The war for tech talent is forcing new and established companies in Silicon Valley to pony up escalating amounts of cash and stock to hire—or keep—employees.
One recruiter, Stuart Liroff, said total compensation has increased about 10 percent in 12 to 18 months, based on his firm’s business which places engineers at start-ups.
Data from PayScale confirms this trend has been going on for years. The median pay for a software developer has increased by more than 14 percent since the first quarter of 2009, with a significant spike in 2012. In the past two years, wages have grown by 10 percent.
This talent war is also forcing some bigger, established companies to cough up more money to keep employees from fleeing to start-ups, said Liroff, a partner at the GreeneSearch recruiting firm.
He cited an example of a recent candidate who had been at Google for seven years and then agreed to take a position at one of the start-ups Liroff represented.
Software Engineer national average annual base salary comparison by year
|Year||U.S. national average ($)|
Google came back with a counteroffer that the candidate said he couldn’t refuse. The search giant offered him cash, a large amount of restricted stock with four year vesting and a promise to review his promotion in about 60 days, Liroff said. Google did not respond to CNBC’s request for comment.
This strategy may keep employees for a while, but companies can’t throw cash at employees forever, said Liroff.
“Honestly, I don’t see how say a company like Google … could sustain that story. The word’s going to get out to other employees,” Liroff said. “You think if you were at Google and you were a top engineer and you discovered that if all you had to do was just test the waters, that you would get a big counteroffer.”
“It doesn’t feel like a sustainable business model. Because you really want people to be working for your company because they love your product,” he said. “Do you really want a company filled with people who just love money?”
Money isn’t everything. There’s also stock
Liroff—who has been placing engineers at start-ups backed by top venture capitalists for 15 years—said more candidates are willing to accept a smaller salary for a greater equity stake in the company they join.
“When they see these early stage start-ups that are backed by top tier VCs, the attraction is because they are backed by these guys the likelihood of being successful is greater and they will get to cash out,” Liroff said.
Another long-time Silicon Valley recruiter, Kathy Ullrich, agreed. “A lot of higher executives are doing it for the equity play. They are trying to find the company that is going to make it because they are want to get that hit in the equity.”
Amy Vernetti, a partner at the recruitment firm True Capital, said she placed a senior vice president of marketing at an early- stage tech firm for a base salary of $220,000, $30,000 above his previous salary. One day later, another company offered $300,000. Vernetti’s client upped its offer to $250,000, and the candidate accepted, despite the lower salary.

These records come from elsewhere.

PR #195, opened 2020-04-20
Parse module-scope specialization constants

alan-baker:
* Parses module scope specialization constants in the descriptor map
* Currently supports workgroup size
  * updated how workgroup size spec ids are generated
* Update clspv submodule

### DIFF
--- a/src/program.cpp
+++ b/src/program.cpp
@@ -445,6 +445,30 @@ bool spir_binary::parse_pushconstant(const std::vector<std::string>& tokens,
     return true;
 }
 
+bool spir_binary::parse_specconstant(const std::vector<std::string>& tokens,
+                                     int toknum) {
+    auto name = tokens[toknum++];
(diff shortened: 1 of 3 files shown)


alan-baker:
Builds are failing because the SPIRV-LLVM-Translator isn't up-to-date with the LLVM used by clspv.

src/program.cpp
```diff
@@ -445,6 +445,30 @@ bool spir_binary::parse_pushconstant(const std::vector<std::string>& tokens,
     return true;
 }
 
+bool spir_binary::parse_specconstant(const std::vector<std::string>& tokens,
+                                     int toknum) {
+    auto name = tokens[toknum++];
+    spec_constant constant;
+    if (name == "workgroup_size_x") {
```
kpet, line 452: We may want to turn this into a map lookup in the future to make things more compact.

PR #197, opened 2020-04-21
Support work dimensions as a spec constant

alan-baker:
* Clspv default for -work-dim is true so stop passing that option
* Parse work dim spec constant in descriptor map
* Populate work dim spec constant value if necessary
* Add test for work dims

### DIFF
--- a/tests/api/enqueue.cpp
+++ b/tests/api/enqueue.cpp
@@ -88,3 +88,52 @@ TEST_F(WithCommandQueue, KernelNoArguments) {
     clReleaseEvent(event);
     ASSERT_EQ(status, CL_COMPLETE);
 }
+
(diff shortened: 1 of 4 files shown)


tests/api/enqueue.cpp
```diff
@@ -88,3 +88,52 @@ TEST_F(WithCommandQueue, KernelNoArguments) {
     clReleaseEvent(event);
     ASSERT_EQ(status, CL_COMPLETE);
 }
+
+TEST_F(WithCommandQueue, WorkDim) {
```
kpet, line 92: This is covered by a conformance test but it also covers a bunch of other functions as well. Good to have as a unit test/(base for a )benchmark.

PR #198, opened 2020-04-23
Fix TSAN issues for async builds

jrprice:
TSAN flagged a couple of issues in the `async_build` CTS test.

The first is around how the device status is read and written. I've made it atomic; the accesses use sequential consistency by default which I think is fine here and keeps the code simple, though I can switch to acquire/release if you prefer. I also had to make the background thread call the program completion callback *before* setting the device status. This is what the `async_build` test appears to assume will happen, but I couldn't see any spec language that requires this.

There's also some some cleanup to fix a thread leak.


src/program.hpp
```diff
@@ -395,15 +396,15 @@ struct cvk_program : public _cl_program, api_object {
...
         m_thread->join();
-        delete m_thread;
     }
 
     void complete_operation(cvk_device* device, cl_build_status status) {
-        m_dev_status[device] = status;
         if (m_operation_callback != nullptr) {
             m_operation_callback(this, m_operation_callback_data);
         }
+        m_dev_status[device] = status;
```
kpet, line 407: This doesn't make sense to me. It essentially means that the callback can't observe the status of the build which feels wrong. In general, the spirit of the spec wrt. callbacks is that they are called at some undefined point after a given event. I think the test should probably loop until it confirms the callback has been called, probably with a max number of attempts so test doesn't deadlock on failure. I think we should probably clarify the spec as well and add two tests where he callback is required to observe a successful and failed build.

jrprice: Yeah I agree this did feel weird. I opted for this approach to avoid making changes to CTS that might break existing implementations, but I'm also fine with clarifying the spec and modifying CTS.

jrprice:
I've reverted setting the device status to before firing the callback as per recent spec/CTS updates. PTAL.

“Compensation is a tricky thing. I don’t think he made out like a bandit, I think he was underpaid at his previous company,” Vernetti said. “To me, this was the company he wanted to join. When you see companies offering outrageous things, sometimes it’s desperation on their part and an indication that something is wrong with the company.”
Return of the forgivable loan
One method of compensation that hasn’t been seen much since the late ’90s has also reappeared: forgivable loans.
Forgivable loans are upfront cash payments that are forgiven if certain requirements are met by the employee—like staying at the company a certain period of time. Taxes on the loan are often deferred and recognized over the life of the loan.
Ullrich, who has been recruiting in the Valley since 1998, said she saw an offer recently where a company offered someone coming out of college a forgivable loan presented as a sign-on bonus.
These types of loans were more common in the late ’90s to recruit talent but died off significantly after coming under scrutiny by regulators, she said. However, these loans during the dotcom era were often over $100,000, and this particular offer was in the $30,000 range, Ullrich added.
The numbers being offered today appear more reasonable than in the late ’90s, said Vernetti.
For example, Vernetti—who has been placing executives at tech companies for 15 years—said her firm recently placed a chief revenue officer at a private multibillion dollar technology company in Houston. Because the job required the individual and his family to move from Manhattan Beach, California., the company gave him a forgivable loan for a down payment on a house, she said.
Still, the offers aren’t as ridiculous as they were during the late ’90s, recruiters said.
“That doesn’t mean that outrageous cases don’t happen. There are isolated cases of companies doing surprising things to get the candidates they want,” said Vernetti.